А разве духовный голод лучше? Нередко и он клонит долу очи пленяги, жаждущего пищи для ума. Найдешь в альтпапиркорбе269 обрывок газеты или страничку журнала – и рад им, словно пайкам и лушпайкам. Заберешься куда-нибудь подальше от вахманских глаз и читаешь, пока вокруг не лягут сумеречные тени.
– Литератор!! – злобно говорит Мацукин. – Книгами да совестью питаешься.
– Видать, не все сало вытопили фрицы, в кишках еще осталось. Погоди, скоро выбросишь свои листочки в аборт.
– Без книги подохнешь и с книгой подохнешь. Как ни крутись, браток, а все равно сыграешь в ящик.
– Бог не выдаст, свинья не съест. Авось не подохну.
– Что же, ты средство какое знаешь? Говори, может, и нам поможет.
– Средства не знаю, а поддаваться психозу голода не стану. Печатное слово как раз и помогает мне бороться с ним.

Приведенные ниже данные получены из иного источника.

PR #124, opened 2022-10-02
[#110] Introduces the OS enum and improves one error message

### LINKED ISSUE #110: Introduce the 'OS' enum and improve error messages
Currently, `tool-sync` matches the value of `env::consts::OS` with the hardcoded string to extract the relevant part of the asset name:

https://github.com/chshersh/tool-sync/blob/df7d4768c9cff2a91616bd9686bc928a52fc8c10/src/model/asset_name.rs#L18-L22

I propose to introduce an `enum` with 3 constructors. This should allow us to support more OSes in the future if we ever need. And it'll help to improve error messages easily. 

So the issue includes the following tasks:

- [x] Create a new `enum` with 3 OSes
- [x] Create a function to get the current value of enum based on the above matching logic
- [ ] Use `enum` in `get_name_by_os`
- [ ] Implement the `Display` trait for enum to match the TOML configuration format
- [ ] Improve the error message below 

https://github.com/chshersh/tool-sync/blob/df7d4768c9cff2a91616bd9686bc928a52fc8c10/src/model/release.rs#L36-L40

It should be something like:

```rust
"Unknown asset selector for the current OS. Specify 'asset_name.{}' in the config.",
get_os(),
```

crudiedo:
Resolves #110

This PR adds the `OS` enum and updates `AssetName` logic to use it instead of `env::consts::OS`. 

It also improves a single error message to display `Specify 'asset_name.{get_current_os()}'` in it.

### DIFF
--- a/src/config/toml.rs
+++ b/src/config/toml.rs
@@ -7,6 +7,7 @@ use toml::{map::Map, Value};
 use crate::config::schema::{Config, ConfigAsset};
 use crate::infra::err;
 use crate::model::asset_name::AssetName;
+use crate::model::os::OS;
 
 #[derive(Debug, PartialEq, Eq)]
 pub enum TomlError {
@@ -99,9 +100,9 @@ fn decode_asset_name(table: &Map<String, Value>) -> AssetName {
         },
 
         Some(table) => {
-            let linux = str_by_key(table, "linux");
-            let macos = str_by_key(table, "macos");
-            let windows = str_by_key(table, "windows");
+            let linux = str_by_key(table, OS::Linux.to_string().as_str());
+            let macos = str_by_key(table, OS::MacOS.to_string().as_str());
+            let windows = str_by_key(table, OS::Windows.to_string().as_str());
 
             AssetName {
                 linux,
--- a/CHANGELOG.md
+++ b/CHANGELOG.md
@@ -17,6 +17,9 @@ available [on GitHub][2].
 * [#111](https://github.com/chshersh/tool-sync/issues/111):
   Adds repo URLs to the output of `default-config` and `install` commands
   (by [@crudiedo][crudiedo])
+* [#110](https://github.com/chshersh/tool-sync/issues/110):
+  Adds the 'OS' enum and improves error messages
+  (by [@crudiedo][crudiedo])
 
 ### Fixed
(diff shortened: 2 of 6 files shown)


crudiedo:
One specific change I wanted to mention\discuss is this part in `toml.rs` `decode_asset_name`:

```rust
  let linux = str_by_key(table, OS::Linux.to_string().as_str());
  let macos = str_by_key(table, OS::MacOS.to_string().as_str());
  let windows = str_by_key(table, OS::Windows.to_string().as_str());

  AssetName {
      linux,
      macos,
      windows,
  }
```

It wasn't task of the initial issue, but I believe it makes the design a little bit better by directly showing that we're referring to OS-related value and avoiding the situation when we change the OS keys there, but forgot about that error message
```rust
    write!(
        f,
        "Unknown asset selector for the current OS. Specify 'asset_name.{}' in the config.",
        get_current_os()
    )
```

So it'll be pointing to the wrong config key.

src/config/toml.rs
```diff
@@ -99,9 +100,9 @@ fn decode_asset_name(table: &Map<String, Value>) -> AssetName {
         },
 
         Some(table) => {
-            let linux = str_by_key(table, "linux");
-            let macos = str_by_key(table, "macos");
-            let windows = str_by_key(table, "windows");
+            let linux = str_by_key(table, OS::Linux.to_string().as_str());
+            let macos = str_by_key(table, OS::MacOS.to_string().as_str());
+            let windows = str_by_key(table, OS::Windows.to_string().as_str());
```
MitchellBerend, line 106: What do you think about having `&OS::Linux.to_string()` instead of `OS::Linux.to_string().as_str()`?
`&String` gets coerced into `&str` automatically. It makes it more readable for me personally.

```rust
Some(table) => {
            let linux = str_by_key(table, &OS::Linux.to_string());
            let macos = str_by_key(table, &OS::MacOS.to_string());
            let windows = str_by_key(table, &OS::Windows.to_string());
}
```

crudiedo: You're right, it definitely looks more readable.

chshersh (approved):
Thanks a lot for the change! Looks great 👏🏻

PR #361, opened 2026-07-28
opentrons-robot-server: add version dropfile to hw

sfoster1:
The hardware api service needs the same version dropfile as the robot server, because that service also import opentrons.config which is what uses the presence of that version directive to know it's a flex.


SyntaxColoring (approved):

CaseyBatten (approved):
Great catch!

PR #364, opened 2026-07-30
opentrons-robot-server: alter hwapi startup check

sfoster1:
This now checks for the presence and truthiness of a new feature flag that disables hardware subprocesses. This is annoying compared to swapping the default value of the old feature flag, but since migrations happen in the robot server and the robot server doesn't start until after the hardware server, we can't rely on migrations here. This way, the process will start unless the migration has already run and a user has explicitly flipped the flag. the new flag is `disableHardwareSubprocess`.

there's a bunch of extra shell stuff in there so that the condition is true if the feature_flags file doesn't exist (like on first boot) or it's mangled.


CaseyBatten (approved):
Yep this covers the logical loop on migrations well! Nice catch and thanks Seth!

– Вот антимонию развел. Сплошная черная магия.
– Не спасут, браток, и черные книги270. Все равно подохнешь с нами.
А я продолжал собирать клочки газет и журналов. Правда, это была геббельсовская печатная брехня, но я научился анатомировать ее и читать между строк. Кроме того, кое-что узнавал от Фрица и Адама, слушавших тайком советское и английское радио. Так постепенно, по кусочкам воссоздавалась правда о положении на фронтах, о внутренней политике фашистской Германии, о фактическом бесправии немцев-рабочих, об изуверском плане Гитлера уничтожить русский народ, о стремлении нацистов построить Neue Europa (Neue Ordnung in Europa)271 по спартанскому образцу, то есть превратить всех ненемцев в илотов, добывающих материальные блага для нордических спартиатов.